Dataset entries
*****

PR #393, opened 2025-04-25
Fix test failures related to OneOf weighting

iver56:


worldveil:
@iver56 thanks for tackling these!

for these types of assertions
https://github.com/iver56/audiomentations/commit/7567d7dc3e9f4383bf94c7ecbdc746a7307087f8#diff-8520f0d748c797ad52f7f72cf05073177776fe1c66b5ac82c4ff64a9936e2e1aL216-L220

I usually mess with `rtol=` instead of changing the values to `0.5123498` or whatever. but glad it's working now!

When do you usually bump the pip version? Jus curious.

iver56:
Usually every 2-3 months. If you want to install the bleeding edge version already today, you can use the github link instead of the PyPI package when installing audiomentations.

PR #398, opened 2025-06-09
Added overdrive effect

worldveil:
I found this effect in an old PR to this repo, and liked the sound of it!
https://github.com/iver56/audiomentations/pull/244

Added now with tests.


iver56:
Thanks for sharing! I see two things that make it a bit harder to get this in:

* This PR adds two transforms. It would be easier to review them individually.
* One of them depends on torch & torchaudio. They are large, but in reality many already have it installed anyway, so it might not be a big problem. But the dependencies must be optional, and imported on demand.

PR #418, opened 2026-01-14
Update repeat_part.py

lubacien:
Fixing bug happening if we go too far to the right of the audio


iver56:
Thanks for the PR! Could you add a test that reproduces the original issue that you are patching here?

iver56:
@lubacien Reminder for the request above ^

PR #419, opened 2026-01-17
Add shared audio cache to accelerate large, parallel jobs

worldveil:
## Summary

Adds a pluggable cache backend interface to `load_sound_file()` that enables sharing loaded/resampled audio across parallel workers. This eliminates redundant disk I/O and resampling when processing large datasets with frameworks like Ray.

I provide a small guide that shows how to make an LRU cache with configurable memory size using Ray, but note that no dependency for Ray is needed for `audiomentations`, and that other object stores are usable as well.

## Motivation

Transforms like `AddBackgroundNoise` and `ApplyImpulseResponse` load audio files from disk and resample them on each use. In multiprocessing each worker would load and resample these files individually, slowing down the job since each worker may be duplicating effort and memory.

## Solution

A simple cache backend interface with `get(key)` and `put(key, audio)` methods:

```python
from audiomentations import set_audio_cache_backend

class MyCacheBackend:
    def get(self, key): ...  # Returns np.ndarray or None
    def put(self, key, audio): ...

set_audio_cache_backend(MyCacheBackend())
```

*****

YOUR TASK = Look over the records above and copy each line that includes the string "effect".

ANSWER TO THE EXERCISE =
Added overdrive effect
I found this effect in an old PR to this repo, and liked the sound of it!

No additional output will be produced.